It should be noted, however, that although this clearly constitutes an error of law, it was an error made by the AAT prior to having the benefit of the two recent decisions delivered by the Full Court of the Federal Court.
The applicant in relying upon the application of SoP No. 27 of 1999, maintained that the grounds of law are still applicable and that the error in applying the incorrect SoP is an error which of itself would require the appeal to be upheld and the matter remitted to the Tribunal for consideration of the application in the light of the later SoP.
In addition, the applicant relied upon the grounds of law that had been raised and in particular was critical of the Tribunal in requiring what was submitted to be a matter in addition to the items listed in the SoP and/or going beyond the definition in the SoP. In particular, reference was made to the Tribunal requiring the pain to be “sharp or act keenly on the senses”.
It was further submitted that the Tribunal erred in the method in which it applied the decision of Deledio. It was initially suggested that the Tribunal had not even reached the first stage of the four-step process set out in Deledio. As I understood the submissions, however, the applicant’s representative ultimately conceded that the Tribunal had in fact dealt with the first step. I drew the attention of the applicant’s representative to paragraph 9 of the Tribunal’s reasons, where the Tribunal states: “The hypothesis raised is that the lumbar spondylosis was caused or aggravated by trauma to the lumbar spine sustained on service on one occasion when a man helping Mr Hill lift a motor dropped his end of the motor.” This indicates clearly, in my view, that the AAT has properly identified a hypothesis and reached the first stage as contemplated by Deledio.
In any event, as I understand the submission, the applicant’s representative further submitted that the Tribunal did not follow the steps in Deledio and/or combined two steps without realising that each step involved different considerations.
A further criticism was made of the AAT decision on the grounds that it required the applicant to produce evidence which may have upheld the SoP. Reference was made to the Tribunal’s reasons where it states: “He gave no evidence of acute signs or symptoms”. He did not say “he had sufficient pain to seek medical help” and further that “he said it was inconvenient to get to the SSQ.””
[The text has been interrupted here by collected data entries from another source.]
PR #306, opened 2021-09-01
Titles, not filenames

mnot:
Have tested the Python changes, but not the shell adjustments.

### DIFF
--- a/build-index.sh
+++ b/build-index.sh
@@ -186,7 +186,7 @@ function list_dir() {
     table_i "branch-$2"
     for file in "${files[@]}"; do
         dir=$(dirname "$file")
-        title=$("${libdir}/extract-metadata.py" "$i" title)
+        title=$("${libdir}/extract-metadata.py" "$i" abbrev)
         file=$(basename "$file" .txt)
 
         tr_i
--- a/build-index.sh
+++ b/build-index.sh
@@ -186,10 +186,11 @@ function list_dir() {
     table_i "branch-$2"
     for file in "${files[@]}"; do
         dir=$(dirname "$file")
+        title=$("${libdir}/extract-metadata.py" "$i" title)
         file=$(basename "$file" .txt)
 
         tr_i
-        th "${file}"
+        th "${title}"
         td "$(a "$(reldot "$dir")/${file}.html" html html "$file")"
         td "$(a "$(reldot "$dir")/${file}.txt" "plain text" txt "$file")"
         this_githubio=$(githubio "$branch${dir#$root}" "$file")
--- a/extract-metadata.py
+++ b/extract-metadata.py
@@ -20,18 +20,44 @@ def extract_md(filename):
 
 def extract_xml(filename):
     parser = xml.sax.make_parser()
-    handler = PIHandler()
+    handler = MdHandler()
     parser.setContentHandler(handler)
     parser.parse(filename)
-    return handler.pis
+    return handler.md
 
 
-class PIHandler(xml.sax.handler.ContentHandler):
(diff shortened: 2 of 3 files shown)


extract-metadata.py
```diff
@@ -20,18 +20,44 @@ def extract_md(filename):
 
 def extract_xml(filename):
     parser = xml.sax.make_parser()
-    handler = PIHandler()
+    handler = MdHandler()
```
martinthomson, line 23: Yeah, that name is unfortunate.  Perhaps we can avoid "md" as a shorthand for "metadata" when it can (and does) already mean "markdown".

```suggestion
    handler = XmlHandler()
```

extract-metadata.py
```diff
@@ -20,18 +20,44 @@ def extract_md(filename):
...
     parser.setContentHandler(handler)
     parser.parse(filename)
-    return handler.pis
+    return handler.md
```
martinthomson, line 26:
```suggestion
    return handler.metadata
```

Similar naming throughout.

extract-metadata.py
```diff
@@ -44,7 +70,10 @@ def processingInstruction(self, target, data):
         fileext = os.path.splitext(filename)[1]
         extract_func = extract_funcs.get(fileext, lambda a: {})
         frontmatter = extract_func(filename)
-        value = frontmatter.get(target, "")
+        if target == "title" and frontmatter.get("abbrev", None) != None:
+            value = frontmatter["abbrev"]
```
martinthomson, line 74: Wouldn't it make sense to query for abbrev if you want the abbreviated name?

Then abbrev has a special fallback to title, as follows:

```python
if target == "abbrev":
    value = frontmatter.get("abbrev", frontmatter.get("title", ""))
else:
    value = frontmatter.get(target, "")
```

martinthomson (commented):
Seems like a good idea (I've used draft names, but abbreviated titles might be more user-friendly).

build-index.sh
```diff
@@ -186,10 +186,11 @@ function list_dir() {
     table_i "branch-$2"
     for file in "${files[@]}"; do
         dir=$(dirname "$file")
+        title=$("${libdir}/extract-metadata.py" "$i" title)
```
martinthomson, line 189:
```suggestion
        title=$("${libdir}/extract-metadata.py" "$i" abbrev)
```

extract-metadata.py
martinthomson:
```suggestion
            value = frontmatter.get("abbrev", frontmatter.get("title", ""))
```

extract-metadata.py
```diff
@@ -44,7 +70,10 @@ def processingInstruction(self, target, data):
         fileext = os.path.splitext(filename)[1]
         extract_func = extract_funcs.get(fileext, lambda a: {})
         frontmatter = extract_func(filename)
-        value = frontmatter.get(target, "")
+        if target == "title" and frontmatter.get("abbrev", None) != None:
```
martinthomson, line 73: OK, github won't let me do a multi-line suggestion here for some reason, so you get two...

```suggestion
        if target == "abbrev":
```

martinthomson (commented):
I think that this is what you want.

martinthomson:
One thing that might trip us up here is that sometimes (at least in XML) the title can contain newlines.  We might need to do whitespace normalization (I know, ugh).

mnot:
Ah, yeah, I strip it but don't normalise. Hold on...

martinthomson:
Thanks.  I'll take this without the normalization for now.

A further separate ground of appeal relied upon by the applicant is the failure of the AAT to provide adequate and sufficient reasons for its decision as required by s 43(2B) of the AAT Act. The basis of this submission seemed to be that the Tribunal had either not adopted the four steps required by the Deledio case and/or not provided sufficient basis for its findings upon which it could be determined if step number ”four was covered”. It is said that the applicant would have difficulty determining from the reasons as to why he was not successful, having suffered an injury during his war service.
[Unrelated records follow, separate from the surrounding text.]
PR #315, opened 2021-10-19
Use the ietf.org rfcdiff

mnot:
Note that the first URL fed to rfcdiff still leads to tools.ietf.org, because datatracker and www don't have a 'latest version' URL for the text format.


martinthomson:
Thanks.  I had something staged, but forgot to follow up after Robert answered my question about it.

PR #317, opened 2021-11-01
Point RFC URLs to rfc-editor.org instead of datatracker.

larseggert:
This reduces the diff between editors' copies and submitted versions.


martinthomson:
Yes, the datatracker links are not good.

My only reservation here is that the rfc-editor.org site is - if anything - slower than dt.ietf.org.

PR #318, opened 2021-11-25
The markdown table has too many column headers.

mnot:


build-index.sh
```diff
@@ -117,8 +117,8 @@ elif [[ "$format" = "md" ]]; then
         echo
     }
     function table_i() {
-        echo "| Draft |     |     |     |     |     |     |"
-        echo "| ----- | --- | --- | --- | --- | --- | --- |"
+        echo "| Draft |     |     |     |     |"
+        echo "| ----- | --- | --- | --- | --- |"
```
martinthomson, line 121: This just highlights a problem...

The main branch has this many, but other branches have one more.

I've been considering dropping the issue link for branches other than the main one.  That might make this easier.  WDYT?

mnot: I think dropping `issues` as well as `datatracker` makes lot of sense. One might even argue that `diff with last submission` isn't relevant to branches...

martinthomson:
Sounds like a plan.  The top entry will have all the good stuff, the other won't.

PR #325, opened 2022-04-18
Mark the GITHUB_WORKSPACE as safe

divergentdave:
Today's automated build of this action's containers pulled in the latest version of Git, which includes a fix for CVE-2022-24765. See https://github.blog/2022-04-12-git-security-vulnerability-announced/. As a result, the Github Actions action is failing when it executes git commands inside the container, with the following error message.

```
fatal: unsafe repository ('/github/workspace' is owned by someone else)
To add an exception for this directory, call:

	git config --global --add safe.directory /github/workspace
```

This PR fixes the issue by running such a command inside the container's entry point script, as recommended here https://github.com/actions/checkout/issues/766.

### DIFF
--- a/docker/action/entrypoint.sh
+++ b/docker/action/entrypoint.sh
@@ -1,5 +1,6 @@
 #!/bin/sh
 set -e
+git config --global --add safe.directory "$GITHUB_WORKSPACE"
 if [ "$1" = "setup" ]; then
   echo "Running setup"
   exec make -f lib/setup.mk


divergentdave:
I did a test-run using my fork, and the action succeeded. Here are the logs: https://github.com/divergentdave/ppm-specification/runs/6064820766

dconnolly:
Yeah this is biting us too: https://github.com/cfrg/draft-irtf-cfrg-frost/runs/6066077574?check_suite_focus=true

SpencerDawkins:
I'm not asking anyone to hurry in **applying** changes to widely used IETF software, but given that there's a PR for this problem, is there an **obvious ETA for the PR to be reviewed and, potentially, merged**?

larseggert:
It's @martinthomson's repo, I assume he will get to it soon. (We did just have a long holiday weekend in many parts of the world.)

SpencerDawkins:
@larseggert - thanks! I was thinking that it was nighttime for @martinthomson, but was forgetting that Monday was also a holiday in many places.

Like I said - I didn't intend to prod anyone, I was just checking for information.

martinthomson:
Sorry that I missed this folks. Vacation.

Why the entrypoint script and not the Docker image? I think that the base image is probably a better choice for this sort of command.

divergentdave:
The value of `GITHUB_WORKSPACE` is provided at runtime, and while my understanding is that it consistently points to a mount at `/github/workspace`, I think hard coding that path would be fragile.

The applicant sought to rely upon s 119 of the Act and in particular urged the Court to consider specifically that the AAT, like the Commission, pursuant to that section is “not bound to act in a formal manner and is not bound by any rules of evidence, but may inform itself on any such matter as it thinks just.” The applicant further relied upon the section which provides that the Commission shall “act according to substantial justice and the substantial merits of the case, without regard to legal form and technicalities” (see s 119(1)(f) and (g) respectively).
Respondent’s submissions
The respondent conceded that the incorrect SoP had been applied by the AAT. It was submitted, however, that although clearly an error of law in the light of recent Federal Court decisions, it was not an error of law which was sufficient to justify allowing the appeal. It was submitted that by applying SoP No. 27 of 1999, there would be no difference to the outcome of the applicant’s claim. It was further submitted that in this case it could not be said that the AAT’s decision would have been different if the error had not occurred (see Australian Broadcasting Tribunal v Bond (1990) 170 CLR 321 at 384). It was submitted that in the circumstances there would be no purpose served by remitting the matter to the AAT and to do so would be futile. (See Morales v Minister for Immigration & Ethnic Affairs (1995) 60 FCR at 560-562; Federal Commissioner of Taxation v Polla-Mounter (1995) 34 ATR 437).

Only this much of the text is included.